Pasta in bianco, pasta with butter, pasta with oil: called in different ways, it can be said to be the fastest pasta recipe; it is always believed that fewer ingredients means easier execution, but it is in the easiest things that error creeps in. And on pasta, mistakes are not allowed, although a recipe made with love is always good.
Pasta in bianco has been served as far back as the 1200s, and since the 1500s it has been in cookbooks under the name maccheroni romaneschi thanks to Martino de’Rossi, a Lombard cook serving in the Vatican and Rome, who included it in his famous Liber di coquina, spreading the recipe in Lazio.
The most famous plain pasta recipe ever: Fettuccine Alfredo
The recipe that holds true today, however, is known as fettuccine Alfredo and is named after the Roman innkeeper Alfredo di Lelio, from Trastevere to be precise, who in 1908 invented the world’s most famous butter pasta and which his granddaughter Ilaria continues to serve in the Il Vero Alfredo restaurant in Piazza Auguro Imperatore, Rome.
How did the recipe come about? Alfredo, at the birth of his son Armando, decided to cook for his wife who had just given birth a simple dish that could help her get her strength back.
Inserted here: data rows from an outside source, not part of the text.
PR #3386, opened 2026-06-30
fix(durable_buffer): Port per-signal loss metrics from `ObserveCounter` to `Counter`

drewrelmas:
# Change Summary

Follow-up to:
- #3269

The recently added `durable_buffer_processor` `dropped_*` and `expired_*` per-signal metrics are declared as `ObserveCounter`s, which export asynchronously as cumulative lifetime totals:

https://github.com/open-telemetry/otel-arrow/blob/bdd514ccf95d7fbac61746c699c0ebc295eed900/rust/otap-dataflow/crates/core-nodes/src/processors/durable_buffer_processor/mod.rs#L313-L315

However, in the current self-telemetry path, those instruments are emitted as `Gauge`s even if the metrics reader requests `Delta` temporality:

https://github.com/open-telemetry/otel-arrow/blob/bdd514ccf95d7fbac61746c699c0ebc295eed900/rust/otap-dataflow/crates/telemetry/src/metrics/dispatcher.rs#L137-L140

The result for an operator - it is impossible to get per-interval values for these metrics.

While we consider a larger change for `ObserveCounter` to properly respect exporter temporality (either through a different usage of the OTel SDK or a non-SDK ITS using `temporal_reaggregation_processor`), a short-term fix is simply converting these metrics to use the `Counter` instrument instead.

Per comments, opened #3397 as a follow-up.

* Related to #3117

Unit tests

Yes, the per-signal drop/expire metrics are now reported over interval instead of lifetime.

### Changelog

* [x] Added a `.chloggen/*.yaml` entry


rust/otap-dataflow/crates/core-nodes/src/processors/durable_buffer_processor/mod.rs
```diff
@@ -333,6 +334,31 @@ pub struct DurableBufferMetrics {
...
+    #[metric(unit = "{log_record}")]
+    pub expired_log_records_delta: Counter<u64>,
+
+    /// Spans lost to expired segments (max_age) in this interval.
+    #[metric(unit = "{span}")]
+    pub expired_spans_delta: Counter<u64>,
+
+    /// Metric data points lost to expired segments (max_age) in this interval.
+    #[metric(unit = "{data_point}")]
+    pub expired_metric_datapoints_delta: Counter<u64>,
```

The original recipe calls for hand-pulled fettuccine, but we, who called it simply pasta in bianco, will use simple pasta that you can find in the supermarket and realistically have in your pantry in the emergency situations mentioned above.
Recipe (for one serving)
- 4.4 oz of handmade and thinly rolled fettuccine
- 1.4 oz of high-quality butter
- 2.8 oz of young Parmigiano Reggiano, aged just 16 months, to melt when in contact with the hot butter, creating the famous creamy sauce.
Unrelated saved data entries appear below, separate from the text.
PR #2014, opened 2021-09-05
Akshay_Assignment_24

akshay0795:
image
image

### DIFF
--- a/src/akshay/FindVowels.java
+++ b/src/akshay/FindVowels.java
@@ -1,0 +1,59 @@
+package akshay;
+
+import java.util.Scanner;
+
+public class FindVowels {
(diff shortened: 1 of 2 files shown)


src/akshay/FindVowels.java
```diff
@@ -0,0 +1,59 @@
...
+					if(u) {
+						System.out.print("u ");
+						u = false;
+					}
+					break;
+			}
+		}
+	}
+	
+	public final static void main(String[] args) {
```
harshvegada, line 52: main methods not require to be final

harshvegada (approved):
**`Code looks good to me`**

PR #2028, opened 2021-09-05
Akshay_Assignment_27

akshay0795:
image

### DIFF
--- a/src/akshay/ArrayMatching.java
+++ b/src/akshay/ArrayMatching.java
@@ -1,0 +1,54 @@
+package akshay;
+
+import java.util.Arrays;
+
+public class ArrayMatching {
+	
+	void getResult(int[] arr1, int[] arr2) {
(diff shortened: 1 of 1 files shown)


src/akshay/ArrayMatching.java
```diff
@@ -0,0 +1,54 @@
...
+	
+	void getResult(int[] arr1, int[] arr2) {
+		boolean b = false;
+		if(arr1.length != arr2.length) {
+			System.out.println("Arrays are not identical");
+		}
+		else {
+			for(int index = 0; index <= arr1.length-1; index++) {
+				if(arr1[index] == arr2[index]) {
+					b = true;
```
harshvegada, line 15: you can replace this condition with != just to avoid else part n bit code improved

harshvegada (approved):
**`Code looks good to me`**

PR #2029, opened 2021-09-05
Trupti_Assignment_28_1

truptimkulkarni:


src/trupti/Assignment_28_1.java
```diff
@@ -0,0 +1,25 @@
...
+	
+	void secondMaxNumber(int[] input){
+		int max=23;
+		int secondMax=10;
+		for(int index=2; index<input.length; index++){
+			if(input[index]>max){
+				secondMax=max;
+				max=input[index];
+			}
+			else if(secondMax<input[index]){
```
harshvegada, line 19: you need to handle one more condition which is below

max != arr[index] with existing one

harshvegada (approved):
**`Code looks good to me`**

PR #2036, opened 2021-09-06
Nasir_Assignment28

nasiruddin16:
image

### DIFF
--- a/src/nasir_Assignment_28/Assignment_28.java
+++ b/src/nasir_Assignment_28/Assignment_28.java
@@ -1,0 +1,40 @@
+package nasir_Assignment_28;
+
+public class Assignment_28 {
+	int getSecondHighestElement(int[] input) {
+		int highestElement = input[0];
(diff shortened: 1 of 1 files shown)


src/nasir_Assignment_28/Assignment_28.java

When the water boils, add salt (here are our tips to not miss this delicate step), add the pasta and drain it when it’s “al dente” – but not too much.
Mix it strictly off the heat, in a preheated bowl, stirring the fettuccine with a spoon and fork so they soak up the sauce.
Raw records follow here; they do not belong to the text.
PR #2039, opened 2021-09-06
Assignment_28

aniket0811:
program 1  
image
program 2
image

### DIFF
--- a/src/aniket/Assignment_28_1.java
+++ b/src/aniket/Assignment_28_1.java
@@ -1,0 +1,34 @@
+package aniket;
+
+import java.util.Arrays;
+
+public class Assignment_28_1 {
+	void getSecondHighestNumber(int[] arr) {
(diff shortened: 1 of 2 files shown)


src/aniket/Assignment_28_1.java
```diff
@@ -0,0 +1,34 @@
...
+		if (maxnumber < secondHighestNumber) {
+			maxnumber = arr[1];
+			secondHighestNumber = arr[0];
+
+		}
+		for (int index = 2; index < arr.length; index++) {
+			if (maxnumber < arr[index]) {
+				secondHighestNumber = maxnumber;
+				maxnumber = arr[index];
+			} else if (secondHighestNumber < arr[index]) {
```
harshvegada, line 18: **`Code looks good to me, find 2nd highest is expected check for the other approach`**

harshvegada (approved):

PR #2042, opened 2021-09-06
Himanshu_Assignment_27

himanshugpt56:
image

### DIFF
--- a/src/himanshu_array_assignment/ArraysIdenticalOrNot.java
+++ b/src/himanshu_array_assignment/ArraysIdenticalOrNot.java
@@ -1,0 +1,40 @@
+package himanshu_array_assignment;
+
+public class ArraysIdenticalOrNot {
+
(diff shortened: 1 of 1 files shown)


src/himanshu_array_assignment/ArraysIdenticalOrNot.java
```diff
@@ -0,0 +1,40 @@
+package himanshu_array_assignment;
+
+public class ArraysIdenticalOrNot {
+
+	void compareArrays(int[] arr1, int[] arr2) {
+		boolean status = true;
+		if (arr1.length == arr2.length) {
+			for (int index = 0; index < arr1.length; index++) {
+				if (arr1[index] == arr2[index])
```
harshvegada, line 9: you can write != condition as well, just to avoid else part, just code improvements

harshvegada (approved):
**`Code looks good to me`**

Optionally, add freshly ground black pepper.
Classic “Pasta in Bianco” Recipe (serves four)
- 14 oz spaghetti or egg fettuccine
- 5.3 oz butter
- Grated Parmesan or Pecorino Romano cheese
- Freshly ground black pepper
Cook the pasta in abundant salted water and drain it when it’s very “al dente.”
Put it in a very hot bowl and mix in 1.8 oz of butter, stirring well with a large fork.
Once the butter is completely absorbed by the pasta, moisten it with a couple of spoonfuls of pasta cooking water and add the remaining 1.8 oz of butter.
Mix again until the butter is well incorporated with the pasta. Only at this point, add the remaining butter and more cooking water to obtain a creamy consistency.
Mix well and serve the pasta very hot with pepper and plenty of grated cheese.
Tips for making tasty “Pasta in Bianco”
The butter should be incorporated in small portions to allow the pasta to absorb the butter and cheese fats.
The amount of cooking water should be sufficient to create a creamy sauce and allow its heat to melt the butter and cheese and combine them with the pasta’s starches.
The bowl. The ideal way to dress the pasta is in a warm bowl: the pasta not only needs heat but also space to be mixed and thus allow the butter and cheese to combine with the pasta.
To warm the bowl, fill it with boiling water.
Leave the water in the bowl for a few minutes, then remove the water and dry the bowl.